LISTED ENTRIES:

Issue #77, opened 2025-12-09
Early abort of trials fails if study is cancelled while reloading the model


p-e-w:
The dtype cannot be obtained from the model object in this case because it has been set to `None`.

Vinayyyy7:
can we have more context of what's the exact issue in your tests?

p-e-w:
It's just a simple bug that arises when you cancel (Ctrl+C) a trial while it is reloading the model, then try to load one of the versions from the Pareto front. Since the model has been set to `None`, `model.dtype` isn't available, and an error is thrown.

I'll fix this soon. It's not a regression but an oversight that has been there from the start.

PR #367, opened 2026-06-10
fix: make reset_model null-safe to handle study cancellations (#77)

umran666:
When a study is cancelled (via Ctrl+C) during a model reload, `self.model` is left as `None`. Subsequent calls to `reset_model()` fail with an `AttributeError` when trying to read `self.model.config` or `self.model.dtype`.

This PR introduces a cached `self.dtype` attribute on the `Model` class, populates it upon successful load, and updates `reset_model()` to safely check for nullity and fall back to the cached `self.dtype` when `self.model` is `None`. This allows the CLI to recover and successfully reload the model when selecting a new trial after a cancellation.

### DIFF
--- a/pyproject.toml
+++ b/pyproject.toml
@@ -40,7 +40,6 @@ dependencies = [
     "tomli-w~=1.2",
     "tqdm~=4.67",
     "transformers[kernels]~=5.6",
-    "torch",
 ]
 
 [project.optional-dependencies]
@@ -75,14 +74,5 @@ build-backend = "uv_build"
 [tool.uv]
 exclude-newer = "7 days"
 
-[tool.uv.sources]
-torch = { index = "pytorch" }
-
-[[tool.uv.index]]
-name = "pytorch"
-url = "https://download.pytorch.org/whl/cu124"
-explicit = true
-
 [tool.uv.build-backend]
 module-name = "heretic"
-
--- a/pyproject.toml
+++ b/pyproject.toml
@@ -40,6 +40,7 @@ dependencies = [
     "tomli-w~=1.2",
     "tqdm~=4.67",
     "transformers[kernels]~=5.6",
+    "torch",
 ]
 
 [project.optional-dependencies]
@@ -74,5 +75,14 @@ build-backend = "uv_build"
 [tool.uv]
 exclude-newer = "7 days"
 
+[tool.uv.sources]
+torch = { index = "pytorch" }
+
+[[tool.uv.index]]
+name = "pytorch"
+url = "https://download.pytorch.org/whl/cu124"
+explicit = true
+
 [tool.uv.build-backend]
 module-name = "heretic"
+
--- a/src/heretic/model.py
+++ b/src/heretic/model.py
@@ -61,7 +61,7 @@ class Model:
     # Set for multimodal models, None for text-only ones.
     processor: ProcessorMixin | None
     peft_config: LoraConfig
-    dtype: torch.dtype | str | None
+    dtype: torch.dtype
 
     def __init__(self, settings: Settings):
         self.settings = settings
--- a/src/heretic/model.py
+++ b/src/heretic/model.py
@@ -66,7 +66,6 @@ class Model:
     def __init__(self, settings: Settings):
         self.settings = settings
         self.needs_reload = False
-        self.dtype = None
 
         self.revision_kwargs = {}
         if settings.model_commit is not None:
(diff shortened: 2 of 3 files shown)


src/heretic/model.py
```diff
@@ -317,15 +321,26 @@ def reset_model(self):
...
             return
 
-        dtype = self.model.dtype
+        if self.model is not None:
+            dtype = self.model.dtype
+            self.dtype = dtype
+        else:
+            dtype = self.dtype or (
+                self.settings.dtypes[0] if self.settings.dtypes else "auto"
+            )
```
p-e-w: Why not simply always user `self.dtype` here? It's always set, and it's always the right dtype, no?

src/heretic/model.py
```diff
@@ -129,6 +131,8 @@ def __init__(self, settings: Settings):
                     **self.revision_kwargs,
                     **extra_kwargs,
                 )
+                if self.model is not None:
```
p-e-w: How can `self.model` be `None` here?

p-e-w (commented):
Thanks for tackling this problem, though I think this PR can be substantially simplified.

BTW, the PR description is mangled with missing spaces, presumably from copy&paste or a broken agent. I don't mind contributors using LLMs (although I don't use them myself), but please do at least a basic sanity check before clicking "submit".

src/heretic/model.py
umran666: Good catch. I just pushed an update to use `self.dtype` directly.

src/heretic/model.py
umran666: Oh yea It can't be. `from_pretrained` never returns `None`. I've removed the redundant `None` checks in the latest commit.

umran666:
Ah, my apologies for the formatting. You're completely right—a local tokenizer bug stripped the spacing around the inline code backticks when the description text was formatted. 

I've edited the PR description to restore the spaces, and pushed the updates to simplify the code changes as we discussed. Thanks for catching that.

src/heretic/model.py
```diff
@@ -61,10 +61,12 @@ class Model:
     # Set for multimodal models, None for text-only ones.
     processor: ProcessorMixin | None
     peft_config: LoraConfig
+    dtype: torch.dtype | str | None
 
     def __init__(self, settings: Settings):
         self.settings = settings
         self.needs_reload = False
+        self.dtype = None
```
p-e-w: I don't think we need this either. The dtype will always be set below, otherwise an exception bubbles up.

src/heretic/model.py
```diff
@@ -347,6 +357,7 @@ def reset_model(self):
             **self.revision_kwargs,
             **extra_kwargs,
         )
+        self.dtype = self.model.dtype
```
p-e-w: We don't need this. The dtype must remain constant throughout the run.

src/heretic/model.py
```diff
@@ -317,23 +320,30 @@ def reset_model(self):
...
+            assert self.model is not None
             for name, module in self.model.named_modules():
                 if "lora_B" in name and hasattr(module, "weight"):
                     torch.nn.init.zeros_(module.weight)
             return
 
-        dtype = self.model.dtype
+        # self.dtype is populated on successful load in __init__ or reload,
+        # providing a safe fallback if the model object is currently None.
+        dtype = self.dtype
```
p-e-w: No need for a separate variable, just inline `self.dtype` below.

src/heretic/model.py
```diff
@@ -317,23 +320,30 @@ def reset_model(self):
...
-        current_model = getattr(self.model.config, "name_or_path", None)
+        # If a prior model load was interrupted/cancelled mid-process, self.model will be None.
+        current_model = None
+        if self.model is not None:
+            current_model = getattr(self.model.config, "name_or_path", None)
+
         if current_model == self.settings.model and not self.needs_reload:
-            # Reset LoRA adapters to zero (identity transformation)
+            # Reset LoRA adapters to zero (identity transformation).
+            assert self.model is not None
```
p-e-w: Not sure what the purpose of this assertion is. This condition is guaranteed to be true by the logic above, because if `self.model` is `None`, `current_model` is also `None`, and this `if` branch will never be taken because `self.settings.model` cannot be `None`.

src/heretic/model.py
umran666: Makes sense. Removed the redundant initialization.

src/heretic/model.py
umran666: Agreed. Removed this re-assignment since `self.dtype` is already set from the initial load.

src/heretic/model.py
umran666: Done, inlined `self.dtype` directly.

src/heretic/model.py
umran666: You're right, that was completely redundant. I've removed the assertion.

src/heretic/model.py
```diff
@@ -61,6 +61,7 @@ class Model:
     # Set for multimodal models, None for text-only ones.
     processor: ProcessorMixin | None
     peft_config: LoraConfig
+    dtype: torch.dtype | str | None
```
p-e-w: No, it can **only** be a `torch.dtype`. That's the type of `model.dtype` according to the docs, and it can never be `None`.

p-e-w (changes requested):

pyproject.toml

* * *

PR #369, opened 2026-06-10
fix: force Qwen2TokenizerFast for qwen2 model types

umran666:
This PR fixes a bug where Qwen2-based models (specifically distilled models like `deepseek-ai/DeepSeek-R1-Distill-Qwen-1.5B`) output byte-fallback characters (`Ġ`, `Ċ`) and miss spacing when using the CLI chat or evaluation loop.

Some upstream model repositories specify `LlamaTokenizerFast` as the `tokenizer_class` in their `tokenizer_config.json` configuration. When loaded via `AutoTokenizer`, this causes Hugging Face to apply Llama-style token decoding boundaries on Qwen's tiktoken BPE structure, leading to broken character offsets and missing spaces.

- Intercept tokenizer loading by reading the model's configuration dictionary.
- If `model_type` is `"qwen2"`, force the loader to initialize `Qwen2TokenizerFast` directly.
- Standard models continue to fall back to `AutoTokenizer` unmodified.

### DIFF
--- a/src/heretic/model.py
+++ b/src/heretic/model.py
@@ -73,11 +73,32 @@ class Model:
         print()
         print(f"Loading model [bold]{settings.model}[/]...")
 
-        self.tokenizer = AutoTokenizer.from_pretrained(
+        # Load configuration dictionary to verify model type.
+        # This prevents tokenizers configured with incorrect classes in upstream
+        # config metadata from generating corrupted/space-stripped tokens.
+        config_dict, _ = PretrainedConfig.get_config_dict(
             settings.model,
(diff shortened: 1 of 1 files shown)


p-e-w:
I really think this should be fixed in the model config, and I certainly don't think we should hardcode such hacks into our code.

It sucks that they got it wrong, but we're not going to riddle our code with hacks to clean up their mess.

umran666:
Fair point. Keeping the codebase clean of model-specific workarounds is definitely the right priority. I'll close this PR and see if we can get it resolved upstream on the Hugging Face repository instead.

PROBLEM DESCRIPTION: Lines containing the word "below" must be found in the data above and copied.

OUTPUT OF THE EXERCISE:
p-e-w: I don't think we need this either. The dtype will always be set below, otherwise an exception bubbles up.
p-e-w: No need for a separate variable, just inline `self.dtype` below.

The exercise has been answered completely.